Un país vive una democracia auténtica cuando el pueblo es el que decide y escoge su destino, pues en él reside la soberanía, la fuente del poder y la potestad de dictar la ley y administrar la justicia. En las antiguas monarquías absolutas tanto como en las modernas dictaduras y autocracias (unas desembozadas y otras enmascaradas tras una equívoca legitimidad), la soberanía es secuestrada por caudillos, partidos políticos y oligarquías que gobiernan un país sin limitación alguna promulgando leyes a su voluntad y capricho. En tales casos, son ellos y no el pueblo quienes marcan el camino por el que deberá trajinar una nación, decisiones encaminadas, por lo general, a perpetuar en el poder al gobernante y su grupo.
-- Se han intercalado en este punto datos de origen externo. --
PR #194, opened 2026-06-26
fix(dist): measure in f64 so snapped endpoints stay precise (#193)

### LINKED ISSUE #193: DIST with snap endpoints not very accurate
Command DIST, using Snap endpoint to endpoint is getting values near the Endpoint (mouse position?), instead of real endpoint position.

KevinGriffin-new:
## Problem (#193)
`DIST` reports values slightly off the real snapped endpoint. The snap is correct — the loss is in the command. `DistCommand` stored the first point as `Vec3` and `on_point` began with `let pt = pt.as_vec3();`, downcasting the f64 picked point (`DVec3`) to f32 before any math. At survey-scale coordinates (eastings ~5e5) f32's 24-bit mantissa only resolves to ~0.03–0.06 units, so the measurement lands *near* the endpoint rather than on it.

## Fix
Store `first` as `DVec3` and keep the distance/delta/angle math in f64; cast to f32 only for the visual preview wire vertices.

Verified with `cargo check --lib`.

Closes #193.

### DIFF
--- a/src/modules/draw/inquiry/dist.rs
+++ b/src/modules/draw/inquiry/dist.rs
@@ -1,12 +1,15 @@
 // DIST command — measure distance and angle between two picked points.
 
-use glam::{DVec3, Vec3};
+use glam::DVec3;
 
 use crate::command::{CadCommand, CmdResult};
 use crate::scene::model::wire_model::WireModel;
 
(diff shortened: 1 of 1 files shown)


HakanSeven12:
Thank you

PR #197, opened 2026-06-26
Swapping hand-rolled toml-parser againt serde+toml

schoeller:


HakanSeven12:
Reviewed and verified locally: merges cleanly into current `main` and `cargo build` is clean. The `Result<_, String>` signature (logged in `discover()` instead of a silent skip) and dropping the hand-rolled parser for standard TOML are both nice improvements. The real `landsurvey` `plugin.toml` (proper `[plugin]`/`[opencad]` sections) parses fine.

A few small notes, none blocking:

1. **Schema is now section-strict.** The old parser was section-agnostic (it matched keys regardless of which `[table]` they sat under), so a flat or mis-sectioned `plugin.toml` would still parse. With serde, `id` must be under `[plugin]` and the rest under `[opencad]`. That's a correctness improvement, but it's a behavioral tightening worth calling out — any previously-tolerated malformed manifest will now error (with a clear message, which is the upside).

2. **`xdata_apps` is captured but never read.** The new field is added to `ExternalPlugin` and parsed, but nothing in the host consumes `ExternalPlugin.xdata_apps`. Fine if it's staged for future use — just flagging it so it isn't mistaken for wired-up behavior.

3. **Nit:** the `Cargo.toml` comment says "serde is also used by marketplace JSON" — that path uses `serde_json`; `serde` (with `derive`) wasn't a direct dependency before this PR. Trivial wording only.

LGTM overall.

schoeller:
It probably should not be too tight. So maybe better to step back and drop it. Too much mingling overdoes it (also with [Shared-memory DocumentReader](https://github.com/HakanSeven12/OpenCADStudio/blob/a5023790481a7985e3def1a3706cc321943c327d/docs/plugin-template-v2/DESIGN.md) )

PR #208, opened 2026-06-28
Adding runner handshake

schoeller:
**Plugin IPC impersonation** — any same-user process can connect to the predictable local-socket name and pretend to be the host or runner.

- **Runner authentication model:** Pre-shared token delivered via the child process environment (`OCS_PLUGIN_TOKEN`). The runner presents the token in its first IPC frame; the host drops connections that do not.
  - Rationale: Cross-platform, minimal changes to the existing spawn/connect flow, no extra OS pipes or ACL code.
  - Limitation: A same-user process that can read the child’s environment can steal the token. This is accepted as a known residual risk.

- Out-of-process plugins authenticate with an env-token and run as separate processes, but are otherwise fully trusted.


HakanSeven12 (approved):
Token auth sound; handshake read now bounded by a deadline (fixup 7e54d28). LGTM.

PR #209, opened 2026-06-28
Adding expression evaluator against stack-overflow DoS

schoeller:


HakanSeven12:
Merged into `main` via cherry-pick as bfb81f6 (kept your authorship). Thanks!

Follow-up 87232bb bounds the production entry point `eval_to_string` against a separate super-linear (≈O(n³)) wall-clock DoS the depth guard didn't cover: deeply-nested / long non-evaluable input reached `eval_to_string` (command line, viewport, dynamic input — synchronous on the UI thread) and froze the app for seconds-to-minutes (measured 4 KB of parens → 51 s) even though `eval_number` fast-returns None. Capped the embedded-expression fallback scan; whole-string expressions of any length still evaluate via the fast paths.

PR #296, opened 2023-12-29
realm book fix broken link

spdegabrielle:
https://www.realmofracket.com/ offline
change to publisher page https://nostarch.com/realmofracket.htm


sorawee:
https://www.realmofracket.com/ is now back. Should we revert this PR?

mfelleisen:
Let’s use two links: one to the site and keep the back up that Stephen put in.

PR #303, opened 2024-05-13
Update individuals.html.pm

spdegabrielle:
typo and add "Sage Gerard"


spdegabrielle:
This does not acknowledge all new contributors since the page was last updated in 2018. it only adds one contributor we do know about.

PR #307, opened 2024-06-26
rcon 2024: Get started

jessealama:
Here's an utterly minimal version of the RacketCon 2024 page. This is very much something that we can iterate on. I think it makes sense to try to get something out there, even a skeletal page, so that we can start linking to it in other places, such as in Discord and on Discourse, etc. Some essential information is still missing, such as a registration page and suggestions for hotels. I'm also not quite sure if the venue is correct.

### DIFF
--- a/rcon/2024/.gitignore
+++ b/rcon/2024/.gitignore
@@ -1,0 +1,1 @@
+/index.html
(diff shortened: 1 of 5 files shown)


mflatt:
I updated some info and adjusted the style to make it more distinct from other years (which I find helpful to make sure I'm looking at the right year).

En tales casos, la democracia entendida como el gobierno del pueblo y por el pueblo, tal como lo proclamó Abraham Lincoln con sencilla y clara lógica, ha desaparecido. Hoy en día la democracia debe ser participativa.

Los ciudadanos son llamados a cooperar en la formación de la voluntad colectiva y en la toma de decisiones que conciernen al conjunto de la sociedad. Tal es el fundamento de la estabilidad del sistema. Si esto no se respeta surge lo inevitable: una tensa relación entre el grupo gobernante y los gobernados. El primero tratará de conservar el mando y el control de la sociedad con métodos cada vez más represivos, y los segundos no cejarán en su empeño por recuperar la soberanía perdida y la vigencia de las libertades que permiten el ejercicio de la democracia.
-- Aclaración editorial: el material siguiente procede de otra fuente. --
PR #309, opened 2024-07-05
rcon: Add Jack Firth's talk

jessealama:
Also, insert a coffee break after the keynote (assumed to be one hour long).


jessealama:
cc @jackfirth

PR #382, opened 2026-05-24
Update team.html.pm to remove SFC reference

spdegabrielle:


mflatt:
This looks good to me - thanks!

I didn't push the button to update the web site, because I worry that v9.2 changes may be in progress. I expect it will get updated on the live page soon, though.

PR #384, opened 2026-05-25
RC16 Website preparation

aanastasiou:
Preparing the website for RC16. New template, updated content.


mflatt:
This looks like a fine setup, so no real objection from me.

I think it would be good to adjust the style to make it different than last year — even just changing the color scheme can help distinguish that year (at least, I tend to get lost otherwise), but consider changing fonts and layouts, too.

aanastasiou:
@mflatt thank you, I appreciate the flexibility. 

My perception is that the current layout of the website is great because it is simple and hierarchical enough to direct the viewer's attention to the important points. But I also agree with the need to differentiate between years. 

For this revision, I tried to incorporate the colours of [the organising state's flag](https://en.wikipedia.org/wiki/Oakland,_California#/media/File:Flag_of_Oakland,_California.svg). Along with Racket's logo colours, this makes 4 almost matched colours. I also removed the pure blue and pure white choices that were very harsh (to my eyes at least) and went for a  [Lexend](https://www.lexend.com/), since the content is text heavy.

I am not sure how you guys would feel about applying a subtle change to the logo, along the lines of "annual modifications". Again, I am leaning on the organising state's flag here as it is a tree. Here are two brief proposals which can be worked on a little bit more if we wanted to go down that route:

image

image

Having seen the code that generates the conference pages, I would like to suggest treating these few scripts as static generators for the needs of the conference (Call for papers, schedule, "archival" mode) since we are going to be needing them every year. For example, the schedule content could be uploaded as a CSV and generate the layout via code. And while doing this, I could also see how to incorporate a basic template mechanism so that each year's design can be changed more easily via external files.

What do you think?

mfelleisen:
@aanastasiou  What do you mean with " the organising state's flag"?  

(We're not a state, and we don't have a state flag :-)

rfindler:
@mfelleisen This link goes to ~~the state of california's~~ the city of Oakland's flag. 😄

mfelleisen:
@rfindler  Yes, I followed the link before I posted .. but why is it "the organization's flag"?

aanastasiou:
> @aanastasiou What do you mean with " the organising state's flag"?
> 
> (We're not a state, and we don't have a state flag :-)

I understand. My mistake. What I meant was something that would be reminiscent of the place where the conference is organised.

spdegabrielle:
@aanastasiou thank you so much for this, and my apologies for not replying sooner.

I love the inclusion of the Oakland oak motif: It brings to mind both the Larval Stage and Texas variants at https://users.cs.northwestern.edu/~robby/logos/

I like both the 'trees on top' and the fractal(or perhaps L-system?) versions. Please go ahead. I look forward to the results.

With respect to the code generation approach this sounds like a great idea and you have my support and thanks for your efforts with this.

mflatt:
I agree — logo variants can be good.

I like the style tweaks in the latest candidate. Should we go ahead and merge this much, so that the web page will have the 2026 date and place?

aanastasiou:
@mflatt I added the 2026 logo to the directory and the page.

I am also working on the changes I suggested earlier, but certain macros are giving me a bit of a hard-time right now.

In any case, if there is agreement on the design of the website I would suggest we go forward with it and even when I push the changes, it would still preserve the agreed design for 2026. 

Could I please ask if the logo is legible for others as well? I have tried a few different combinations but if it does not look right in someone's configuration please let me know to adjust it.

mflatt:
This current version is now live.

I took the liberty of refining the location information at the top of the page, because "Oakstop, Oakland \n Oakland, ..." seemed repetitive, but feel free to revert that (commit 9030e7d1f2e69d9a75d026a84e2aacf240505258) if it was a bad idea.

spdegabrielle:
Thank you @aanastasiou - the new site looks awesome 👏👏👏

aanastasiou:
@spdegabrielle Ah, you are too kind but thank you anyway :) . 
I am working on the follow up to generate the schedule but let me know for any additional information as it becomes available and I will be adding it to these pages.

PR #390, opened 2026-06-24
Fix typo in Rhombus 1.0 announcement

gus-massa:
I'm not sure if typos in the blog post are fixed, but in case they are fixed, I remove a duplicated "the".


mflatt:
Thanks!

PR #397, opened 2026-08-23
more RacketCon'26 talks

mflatt:
@aanastasiou 

@spdegabrielle Are the name and title right for JJ's entry?


aanastasiou:
@mflatt I was able to home-in on their [personal website](https://toki.la/) but they keep referring to themselves as JJ throughout. The website includes a link to codeberg and eventually cio. I am intrigued...but not very useful. Had a brief read through both abstracts, did not spot any issues.

PR #398, opened 2026-08-29
Minor layout change

aanastasiou:
Added another class 'distinct' to give enough white space around certain messages such as the registration link and merged Call for Presentations with Registration.

I felt that we should still leave a hint for people to send in talks.


mflatt:
How about "this" on the first line and then "registration link" as the big text?

PR #400, opened 2026-09-03
add Sam Phillips talk

mflatt:
Also, add affiliation in bio for Matthew.

@aanastasiou


aanastasiou:
Thanks, cannot spot anything amiss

La peculiaridad de una democracia participativa no reside únicamente en ganar unas elecciones y llegar a ser mayoría (lo que no autoriza a descalificar a la minoría por ser minoría), sino en el hecho de procesar las opiniones no coincidentes, construir acuerdos y consensos que beneficien al conjunto de la sociedad.
Por más carismático que pudiera parecer un caudillo no se puede confundir su persona ni la idea que él encarna con el destino de un pueblo. El bonapartismo es un retroceso histórico. Napoleón III (“le petit”, como lo tildó Víctor Hugo) decía: “Está en la naturaleza de la democracia personificarse en un hombre”. Nada más equivocado. La idea de que existen caudillos capaces de llevar a un pueblo a una tierra prometida es tan arcaica como peligrosa. Los resultados de tan nefastas utopías no pueden ser soslayados: ahí está el estalinismo soviético, ahí el tropicalismo chavista.

En estos mismos días los ecuatorianos somos espectadores de un debate cuyo grave asunto compete a todos, pues está en juego el futuro de nuestra democracia, un dilema y una disyuntiva: confirmar el sano principio de la alternabilidad del gobernante en el poder de la República (norma consagrada en la Constitución) o dar paso a su reelección indefinida. ¿Quiénes deberían decidir en un asunto trascendente como este? ¿Un centenar de asambleístas nacionales que pretenden arrogarse facultades para modificar la Constitución o usted lector, el pueblo en su conjunto y cuya voz no quiere ser oída?